I am no linguist, but it seems to me the ultimate buzz-word: a ‘thought-substitute’.

When an American says “Wonderful”, with one or more exclamation marks following it, I have found that he (she) means:

“I don’t have the time or inclination to look into it, but I don’t want to hurt you; I wish to be polite, agreeable, and keep you in good humor, for I ‘guess’ you will be useful and profitable to me by and by”.

See, how much punch a good buzz-word can pack into it.

I learned this by my ‘wonderful’ experience of collaborating with an MIT don over 25 years. When he discovered that what I had to say was turning out to be really useful and profitable to him, he stopped using “wonderful” and replaced it by thoughtful words like: “incisive, original, beautiful, ugly, shoddy, plain wrong, or bullshit” as the case maybe (another buzz-phrase).

I am pained at this dilution of a really keen expression. All of us recall the ‘wonders’ our childhood filled us with: the first circus, train journey, movie, zoo, seashore, comet and the first surge of unfamiliar hormones. But age is no bar for experiencing the wonders that surround us. The day we stop sensing the wonders of this world, we cease enjoying Life.

The dozen or so ‘Suktas’ of the Vedas are the first known expressions of ‘wonderment’. To the rishis who composed them Nature around them appears simply wonderful: the trees, the forest, the streams, the sunrise and sunset, the clouds, the moon, the stars, the rivers, the seas, the mountains, the animals; each of which so filled them with wonder that they personified them into gods and worshipped them, invoked them, feared them and composed marvelous hymns at them.

Much like the Thanksgiving of the early Pilgrim Fathers of America (who however decimated their Red Indian Natives, who were no less wonderful by themselves).

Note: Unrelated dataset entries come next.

PR #1659, opened 2021-08-17
Configure SentryWebpackPlugin to associate commits with the release

jtbandes:
**User-Facing Changes**
None

**Description**
Trying to get commits associated with our Sentry releases, as described in: https://docs.sentry.io/product/releases/suspect-commits/

### DIFF
--- a/desktop/webpack.renderer.config.ts
+++ b/desktop/webpack.renderer.config.ts
@@ -39,9 +39,10 @@ export default (env: unknown, argv: WebpackArgv): Configuration => {
         org: process.env.SENTRY_ORG,
         project: process.env.SENTRY_PROJECT,
         release: `${process.env.SENTRY_PROJECT}@${packageJson.version}`,
-        setCommits: process.env.SENTRY_CURRENT_COMMIT
-          ? { repo: "foxglove/studio", commit: process.env.SENTRY_CURRENT_COMMIT }
-          : undefined,
+        setCommits:
+          process.env.SENTRY_REPO && process.env.SENTRY_CURRENT_COMMIT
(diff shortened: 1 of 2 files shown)


desktop/webpack.renderer.config.ts
```diff
@@ -39,6 +39,9 @@ export default (env: unknown, argv: WebpackArgv): Configuration => {
         org: process.env.SENTRY_ORG,
         project: process.env.SENTRY_PROJECT,
         release: `${process.env.SENTRY_PROJECT}@${packageJson.version}`,
+        setCommits: process.env.SENTRY_CURRENT_COMMIT
+          ? { repo: "foxglove/studio", commit: process.env.SENTRY_CURRENT_COMMIT }
```
amacneil, line 43: maybe we should pass in SENTRY_REPO too? since we already created env vars for SENTRY_ORG and SENTRY_PROJECT

web/webpack.config.ts
```diff
@@ -76,6 +76,9 @@ const mainConfig = (env: unknown, argv: WebpackArgv): Configuration => {
         org: process.env.SENTRY_ORG,
         project: process.env.SENTRY_PROJECT,
         include: path.resolve(__dirname, ".webpack"),
+        setCommits: process.env.SENTRY_CURRENT_COMMIT
+          ? { repo: "foxglove/studio", commit: process.env.SENTRY_CURRENT_COMMIT }
```
amacneil, line 80: and here

amacneil (approved):

amacneil:
probably just `SENTRY_CURRENT_COMMIT` would be ok, but I already made you change it twice to do as you please :stuck_out_tongue:

jtbandes:
```
    /**
     * The current (last) commit in the release. Required if auto option is not true.
     */
    commit?: string;
```
🤷

PR #1669, opened 2021-08-18
Bump @foxglove/rosmsg-serialization, fixes ROS 1 msg decoding regression

jhurliman:


jtbandes:
It would be helpful if you can include a link to the relevant PRs in the other repos that this is pulling in

PR #1673, opened 2021-08-19
Fix: styling on time based chart hover bar

defunctzombie:
**User-Facing Changes**
The hover bar for plot and state transitions no longer has the chevrons above and below. Instead we have a simple vertical line.

**Description**
On some browsers the styling for the hover bar is broken due to how
css is handled for the border width and padding border. Instead we use
a simple 1px wide line for the hover bar.

### DIFF
--- a/packages/studio-base/src/components/TimeBasedChart/index.tsx
+++ b/packages/studio-base/src/components/TimeBasedChart/index.tsx
@@ -105,14 +105,10 @@ const SBar = styled.div<{ xAxisIsPlaybackTime: boolean }>`
   position: absolute;
   top: 0;
   bottom: 0;
-  width: 9px;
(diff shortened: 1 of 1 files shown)


jtbandes:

The debasement of this word is not new. More than 80 years ago, Thurber rebels against it. I quote:

“Wonderful place you have here”, said the man from the newspaper. He stood with his host on a rise of ground from where down a slope to the right, they could see a dead garden, killed by winter, and, off to the left, spare, grim trees stalking the ghost of a brook.

“Everybody says that,” said George Lockhorn……”I say that you and the others are, by God, debasing the word wonderful. This bleak prospect is no more wonderful than a frozen shirt. Even in full summer it is no more wonderful than an unfrozen shirt….I have known only a few wonderful things in my fifty eight years: the body of a woman, the works of a watch, the verses of Keats, the structure of the hyacinth and the devotion of the dog…”

Each of us have our own list. Or should make one before it is too late.

To me the brain of Feynman, as I know it from his writings, is one of the most wonderful things. For he wrote this wonderful stanza:

“I wonder why, I wonder why.
I wonder why I wonder.
I wonder why I wonder why
I wonder why I wonder!”

A true teaser on ourselves and the world we happen to live in.

There is another buzz-word; this invented by an American genius: “OK”

About this great word, another time!